● **AIM OF THE EXERCISE**:
Could you copy exactly the lines from the one containing "const command_line::arg_descriptor<bool> arg_hours" through the last line of the records below, and nothing else?

● **INPUT FOR THIS TASK**:
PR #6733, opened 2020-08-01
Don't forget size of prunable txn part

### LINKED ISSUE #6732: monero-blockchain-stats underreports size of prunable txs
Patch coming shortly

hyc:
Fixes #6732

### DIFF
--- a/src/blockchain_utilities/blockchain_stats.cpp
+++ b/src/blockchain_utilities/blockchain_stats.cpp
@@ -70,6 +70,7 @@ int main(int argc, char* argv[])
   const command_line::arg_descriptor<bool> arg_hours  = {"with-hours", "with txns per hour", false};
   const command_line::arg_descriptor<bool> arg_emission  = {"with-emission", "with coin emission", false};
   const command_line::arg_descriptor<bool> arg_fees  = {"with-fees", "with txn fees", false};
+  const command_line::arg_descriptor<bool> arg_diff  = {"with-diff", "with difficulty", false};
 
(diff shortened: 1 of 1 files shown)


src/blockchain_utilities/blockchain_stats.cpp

● **WRITTEN RESPONSE**:
   const command_line::arg_descriptor<bool> arg_hours  = {"with-hours", "with txns per hour", false};
   const command_line::arg_descriptor<bool> arg_emission  = {"with-emission", "with coin emission", false};
   const command_line::arg_descriptor<bool> arg_fees  = {"with-fees", "with txn fees", false};
+  const command_line::arg_descriptor<bool> arg_diff  = {"with-diff", "with difficulty", false};
 
(diff shortened: 1 of 1 files shown)


src/blockchain_utilities/blockchain_stats.cpp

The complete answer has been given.